Copy each entry as it stands, leaving nothing out.

┄┄┄┄┄┄┄┄┄┄┄┄┄┄┄┄┄┄┄┄

PR #15, opened 2025-07-23
add products api integration

Cazden:
Adds integration with Keygen's product CRUD API endpoints and removes placeholder products data.


ezekg (changes requested):
Love it. A couple notes:

1. When I created a new product with a `CLOSED` distribution strategy, the resulting product's strategy was the default, `LICENSED`. Edit works fine. Maybe an issue with the 2-step form not keeping state?
2. After create, can we redirect to the new product instead of staying at the list view?

src/components/sidebar/combobox.tsx
```diff
@@ -19,50 +21,81 @@ import {
 
 import { Droplet } from "lucide-react"
 
+import { Product } from "@/types/products"
```
ezekg: Environments are global and don't need to be grouped by product. Just list out the environments, with no hierarchy.

src/hooks/use-environment.tsx
```diff
@@ -0,0 +1,82 @@
...
+    queryFn: () =>
+      keygen.environments.list({}).then((response) => response.data ?? []),
+  })
+}
+
+export function useCreateEnvironment() {
+  const queryClient = useQueryClient()
+
+  return useMutation({
+    mutationFn: (payload: any) =>
```
ezekg: Would love to see a type here instead of `any` (same for other mutation functions)

ezekg:
There's an old file sitting around that doesn't seem to be used anymore: https://github.com/keygen-sh/keygen-portal/tree/master/src/components/Loading

src/components/sidebar/combobox.tsx
```diff
@@ -12,58 +10,48 @@ import {
...
-  const productOptions = useMemo(() => {
-    return products.map((product: Product) => ({
-      id: product.id,
-      name: product.attributes.name,
-    }))
-  }, [products])
+  const [openModal, setOpenModal] = useState(false)
+  const [openPopover, setOpenPopover] = useState(false)
+  const { data: environments = [], isLoading: environmentsLoading } =
+    useQueryEnvironments()
```
ezekg: Nit: this is typically destructured like below, but maybe Prettier is different now and if so, disregard.

```js
const {
  isLoading: environmentsLoading,
  data: environments = [],
} = useQueryEnvironments()
```

src/hooks/use-query-environment.ts
```diff
@@ -3,7 +3,7 @@ import { Environment } from "@/types/environments"
 import * as keygen from "@/keygen"
 import { diff } from "@/lib/utils"
 
-export function useEnvironment(environmentId: string) {
+export function useQueryEnvironment(environmentId: string) {
```
ezekg: I think we should put queries under a subdirectory to keep them separate from other hooks, instead of naming these like `use-query-xxx`, which is a bit ambiguous imo because it reads like we're using a "query environment" which doesn't grok the actual use of "querying an environment." Maybe `use-xxx-query` would be clearer, but idk. This thought mainly stems from the conflict between the environment hooks.

tbh I'd name the hooks like `useReadEnvironment` and `useReadEnvironments` since that way the hooks follow a CRUD naming convention (i.e. create, read, update, delete). If we put them under `src/hooks/queries`, it'd then be clearer they're queries from the import path alone now.

Here is prior work on that front showing it's a pattern:

- https://github.com/polarsource/polar/tree/main/clients/apps/web/src/hooks/queries
- https://github.com/shapeshift/web/tree/main/src/hooks/queries

Or use `src/queries` to make it even clearer? I kind of like the idea of separating data hooks from normal hooks. There's prior work on that front as well:

- https://github.com/Crossbell-Box/xLog/tree/main/src/queries
- https://github.com/windup/windup/tree/master/pf-ui/src/main/webapp/src/queries

lmk what you think?

ezekg (changes requested):
Looks good. A new notes on maybe separating hooks and queries.

Also, I pushed a fix for the casing issue.

src/hooks/use-query-environment.ts
Cazden: Makes total sense. I like the idea of separating the queries into their own folder separate from regular hooks. To keep import paths slim, I'll still group them in a single file, i.e. `useReadEnvironment`, `useCreateEnvironment`, etc. -> `src/queries/environments.ts`

src/components/sidebar/combobox.tsx
Cazden: Yeah this seems to be a Prettier thing.

src/queries/products.ts
```diff
@@ -51,17 +52,18 @@ export function useCreateProduct() {
         .then((response) => response.data as Product),
 
     onSuccess: (newProduct) => {
-      queryClient.setQueryData<Product[]>(["products"], (old) =>
+      queryClient.setQueryData<Product[]>(["products", code], (old) =>
```
ezekg: Let's do query keys like so we're free to add more filters, etc. in the future.

```js
["products", { environment, page, /* etc. */ }] // collection
["product", productId, { environment }] // individual
```

Ref: https://tanstack.com/query/v5/docs/framework/react/guides/query-keys

src/types/relationships.ts
```diff
@@ -0,0 +1,29 @@
...
+  self?: string | null
+}
+
+export type Relationship<T = Resource | Resource[]> = {
+  data?: T | null
+  links?: Links
+  meta?: Record<string, unknown>
+} | null
+
+export type Relationships = {
```
ezekg: This catch-all relationship bit is going to bite us, so I'd rather be resource-specific since every resource has different relationships. They all have an `account` relationship, but other than that, it'll depend on the resource.

src/types/relationships.ts
```diff
@@ -0,0 +1,29 @@
+export interface Resource {
```
ezekg: These shared `data` and `id` props — especially i.r.t. relationships — are called "linkage" in [the JSONAPI spec](https://jsonapi.org/), which we loosely follow, and I use that "linkage" terminology in the API and docs, so let's use that here too.

A "resource" is a full object, e.g. attributes, relationships, etc.

src/providers/environment-provider.tsx
```diff
@@ -0,0 +1,86 @@
...
+  const [code, setCode] = useState<string | null>(null)
+  const queryClient = useQueryClient()
+
+  const getEnvironmentToken = useCallback(async (id: string, code: string) => {
+    if (cache[id]) return cache[id]
+
+    keygen.client.setEnvironment(code)
+
+    const response: any = await keygen.client.request(
+      `/accounts/${keygen.config.id}/tokens`,
```
ezekg: Eventually, this should probably be moved to a token query, e.g. `useCreateEnvironmentToken`, which would itself probably be a variant of a `useCreateToken` query hook.

src/queries/products.ts
```diff
@@ -0,0 +1,115 @@
...
+  Product,
+  CreateProductPayload,
+  UpdateProductPayload,
+} from "@/types/products"
+import { ErrorResponse } from "@/types/api"
+
+import * as keygen from "@/keygen"
+import { diff } from "@/lib/utils"
+
+export function useReadProduct(productId: string) {
```
ezekg: Feel free to change this to get/list if that's what you prefer. Saw that naming convention here:

https://github.com/keygen-sh/keygen-portal/blob/305df35c5aba9367b4e6c196cf1dcaa2e41ca26e/src/keygen/products/index.ts#L2-L3

I'm fine either way, but just wanted to note that you're free to name w/e.

ezekg (approved):
A few notes/nits. Feel free to address in the next PR, or ignore.

ezekg (approved):

src/types/tokens.ts
```diff
@@ -0,0 +1,51 @@
...
+}
+
+export type Token = Resource<"tokens", TokenAttributes, TokenRelationships>
+
+export type TokenResponse = APIResponse<Token>
+export type TokensListResponse = APIResponse<Token[]>
+
+export type CreateTokenPayload =
+  | {
+      environment: Exclude<TokenRelationships["environment"], undefined>
```
ezekg, line 38: What does `Exclude<T, undefined>` do?

ezekg (approved):
Looks good. LGTM!

src/types/tokens.ts
Cazden: `environment` and `bearer` are optional in `TokenRelationships` so we can switch between the union types in `CreateTokenPayload` without any complaints, and what this is essentially doing is making whichever one we need required by excluding undefined.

┄┄┄┄┄┄┄┄┄┄┄┄┄┄┄┄┄┄┄┄

### EXPECTED ANSWER
PR #15, opened 2025-07-23
add products api integration

Cazden:
Adds integration with Keygen's product CRUD API endpoints and removes placeholder products data.


ezekg (changes requested):
Love it. A couple notes:

1. When I created a new product with a `CLOSED` distribution strategy, the resulting product's strategy was the default, `LICENSED`. Edit works fine. Maybe an issue with the 2-step form not keeping state?
2. After create, can we redirect to the new product instead of staying at the list view?

src/components/sidebar/combobox.tsx
```diff
@@ -19,50 +21,81 @@ import {
 
 import { Droplet } from "lucide-react"
 
+import { Product } from "@/types/products"
```
ezekg: Environments are global and don't need to be grouped by product. Just list out the environments, with no hierarchy.

src/hooks/use-environment.tsx
```diff
@@ -0,0 +1,82 @@
...
+    queryFn: () =>
+      keygen.environments.list({}).then((response) => response.data ?? []),
+  })
+}
+
+export function useCreateEnvironment() {
+  const queryClient = useQueryClient()
+
+  return useMutation({
+    mutationFn: (payload: any) =>
```
ezekg: Would love to see a type here instead of `any` (same for other mutation functions)

ezekg:
There's an old file sitting around that doesn't seem to be used anymore: https://github.com/keygen-sh/keygen-portal/tree/master/src/components/Loading

src/components/sidebar/combobox.tsx
```diff
@@ -12,58 +10,48 @@ import {
...
-  const productOptions = useMemo(() => {
-    return products.map((product: Product) => ({
-      id: product.id,
-      name: product.attributes.name,
-    }))
-  }, [products])
+  const [openModal, setOpenModal] = useState(false)
+  const [openPopover, setOpenPopover] = useState(false)
+  const { data: environments = [], isLoading: environmentsLoading } =
+    useQueryEnvironments()
```
ezekg: Nit: this is typically destructured like below, but maybe Prettier is different now and if so, disregard.

```js
const {
  isLoading: environmentsLoading,
  data: environments = [],
} = useQueryEnvironments()
```

src/hooks/use-query-environment.ts
```diff
@@ -3,7 +3,7 @@ import { Environment } from "@/types/environments"
 import * as keygen from "@/keygen"
 import { diff } from "@/lib/utils"
 
-export function useEnvironment(environmentId: string) {
+export function useQueryEnvironment(environmentId: string) {
```
ezekg: I think we should put queries under a subdirectory to keep them separate from other hooks, instead of naming these like `use-query-xxx`, which is a bit ambiguous imo because it reads like we're using a "query environment" which doesn't grok the actual use of "querying an environment." Maybe `use-xxx-query` would be clearer, but idk. This thought mainly stems from the conflict between the environment hooks.

tbh I'd name the hooks like `useReadEnvironment` and `useReadEnvironments` since that way the hooks follow a CRUD naming convention (i.e. create, read, update, delete). If we put them under `src/hooks/queries`, it'd then be clearer they're queries from the import path alone now.

Here is prior work on that front showing it's a pattern:

- https://github.com/polarsource/polar/tree/main/clients/apps/web/src/hooks/queries
- https://github.com/shapeshift/web/tree/main/src/hooks/queries

Or use `src/queries` to make it even clearer? I kind of like the idea of separating data hooks from normal hooks. There's prior work on that front as well:

- https://github.com/Crossbell-Box/xLog/tree/main/src/queries
- https://github.com/windup/windup/tree/master/pf-ui/src/main/webapp/src/queries

lmk what you think?

ezekg (changes requested):
Looks good. A new notes on maybe separating hooks and queries.

Also, I pushed a fix for the casing issue.

src/hooks/use-query-environment.ts
Cazden: Makes total sense. I like the idea of separating the queries into their own folder separate from regular hooks. To keep import paths slim, I'll still group them in a single file, i.e. `useReadEnvironment`, `useCreateEnvironment`, etc. -> `src/queries/environments.ts`

src/components/sidebar/combobox.tsx
Cazden: Yeah this seems to be a Prettier thing.

src/queries/products.ts
```diff
@@ -51,17 +52,18 @@ export function useCreateProduct() {
         .then((response) => response.data as Product),
 
     onSuccess: (newProduct) => {
-      queryClient.setQueryData<Product[]>(["products"], (old) =>
+      queryClient.setQueryData<Product[]>(["products", code], (old) =>
```
ezekg: Let's do query keys like so we're free to add more filters, etc. in the future.

```js
["products", { environment, page, /* etc. */ }] // collection
["product", productId, { environment }] // individual
```

Ref: https://tanstack.com/query/v5/docs/framework/react/guides/query-keys

src/types/relationships.ts
```diff
@@ -0,0 +1,29 @@
...
+  self?: string | null
+}
+
+export type Relationship<T = Resource | Resource[]> = {
+  data?: T | null
+  links?: Links
+  meta?: Record<string, unknown>
+} | null
+
+export type Relationships = {
```
ezekg: This catch-all relationship bit is going to bite us, so I'd rather be resource-specific since every resource has different relationships. They all have an `account` relationship, but other than that, it'll depend on the resource.

src/types/relationships.ts
```diff
@@ -0,0 +1,29 @@
+export interface Resource {
```
ezekg: These shared `data` and `id` props — especially i.r.t. relationships — are called "linkage" in [the JSONAPI spec](https://jsonapi.org/), which we loosely follow, and I use that "linkage" terminology in the API and docs, so let's use that here too.

A "resource" is a full object, e.g. attributes, relationships, etc.

src/providers/environment-provider.tsx
```diff
@@ -0,0 +1,86 @@
...
+  const [code, setCode] = useState<string | null>(null)
+  const queryClient = useQueryClient()
+
+  const getEnvironmentToken = useCallback(async (id: string, code: string) => {
+    if (cache[id]) return cache[id]
+
+    keygen.client.setEnvironment(code)
+
+    const response: any = await keygen.client.request(
+      `/accounts/${keygen.config.id}/tokens`,
```
ezekg: Eventually, this should probably be moved to a token query, e.g. `useCreateEnvironmentToken`, which would itself probably be a variant of a `useCreateToken` query hook.

src/queries/products.ts
```diff
@@ -0,0 +1,115 @@
...
+  Product,
+  CreateProductPayload,
+  UpdateProductPayload,
+} from "@/types/products"
+import { ErrorResponse } from "@/types/api"
+
+import * as keygen from "@/keygen"
+import { diff } from "@/lib/utils"
+
+export function useReadProduct(productId: string) {
```
ezekg: Feel free to change this to get/list if that's what you prefer. Saw that naming convention here:

https://github.com/keygen-sh/keygen-portal/blob/305df35c5aba9367b4e6c196cf1dcaa2e41ca26e/src/keygen/products/index.ts#L2-L3

I'm fine either way, but just wanted to note that you're free to name w/e.

ezekg (approved):
A few notes/nits. Feel free to address in the next PR, or ignore.

ezekg (approved):

src/types/tokens.ts
```diff
@@ -0,0 +1,51 @@
...
+}
+
+export type Token = Resource<"tokens", TokenAttributes, TokenRelationships>
+
+export type TokenResponse = APIResponse<Token>
+export type TokensListResponse = APIResponse<Token[]>
+
+export type CreateTokenPayload =
+  | {
+      environment: Exclude<TokenRelationships["environment"], undefined>
```
ezekg, line 38: What does `Exclude<T, undefined>` do?

ezekg (approved):
Looks good. LGTM!

src/types/tokens.ts
Cazden: `environment` and `bearer` are optional in `TokenRelationships` so we can switch between the union types in `CreateTokenPayload` without any complaints, and what this is essentially doing is making whichever one we need required by excluding undefined.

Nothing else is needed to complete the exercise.